In other words, adolescents are less equipped than adults to make a rational judgment about the consequences of borrowing $20,000, $30,000, $40,000. This is why teenagers aren’t allowed to buy cigarettes or alcohol, rent cars, or gamble.

But they sure can borrow $100,000 to pay for a women’s studies degree from New York University. I’ve written at great length about the consequences of student loan debt: a federal default rate of 20 percent and rising, constrained career options, the fact that student loans can’t be discharged in bankruptcy, etc. I’ve also written about the strong evidence that starting at a community college will not affect your child’s career or life prospects in any way.

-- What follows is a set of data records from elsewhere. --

PR #1269, opened 2026-09-16
[xpu] Turn off cooldown for grouped_mm perf measurement.

etaf:
## Motivation

We observed poor grouped_mm benchmark performance on XPU and traced it to the cooldown mechanism designed for NVIDIA clock-throttle recovery. On XPU, an idle gap puts the GPU into a low-power state, causing the first sample of each replica to incur a wake-up cost (~0.9 ms vs. ~0.29 ms at steady state on Arc Pro B70). The cooldown therefore creates the very outlier it is intended to prevent, inflating the measured latency.

## Solution

Disable cooldown on XPU to measure continuously, while preserving the existing behavior for other backends.


etaf:
Hi, @xuzhao9 could you help review this PR when free? Thanks.

xuzhao9:
Interesting! LGTM

cc the op owner @robieta

xuzhao9 (approved):

etaf:
Hi, @xuzhao9 @robieta could you help land this PR ? 

We need to enable the Helion benchmark CI workflow on XPU, which is currently blocked by updating the Tritonbench commit pin to a commit following this PR. However, I noticed that the current main branch is failing the CI job TritonBench PR Test / mi350-triton-main-test / linux-test-mi350 (push). Does this failure impact or block our plans to update the commit pin?

xuzhao9:
No it is not related - I have merged the PR.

And then there’s the Princeton study that found that career earnings track with aptitude, not the brand of sheepskin.

But if your child doesn’t find these arguments compelling because of an underdeveloped frontal lobe (really the only reason anyone could ever disagree with me about anything), here’s a back-up plan: Offer your child a $1,000 (or whatever) gift card to Neiman Marcus (or Bath Body Works — which would be easily the most awesome place to spend $1,000) in exchange for avoiding student loan debt and going to a college that’s affordable. Twenty years from now, you will both look back on it as the best $1,000 you ever spent.

I know, I know. This is unlikely to get you a nomination for the Congressional Medal of Principled Parenting. But think of it as the financial equivalent of a light tap on your 2-year-old’s hand before he sticks it into an electrical socket. It doesn’t make you a bad parent, and it just may save your child’s financial life.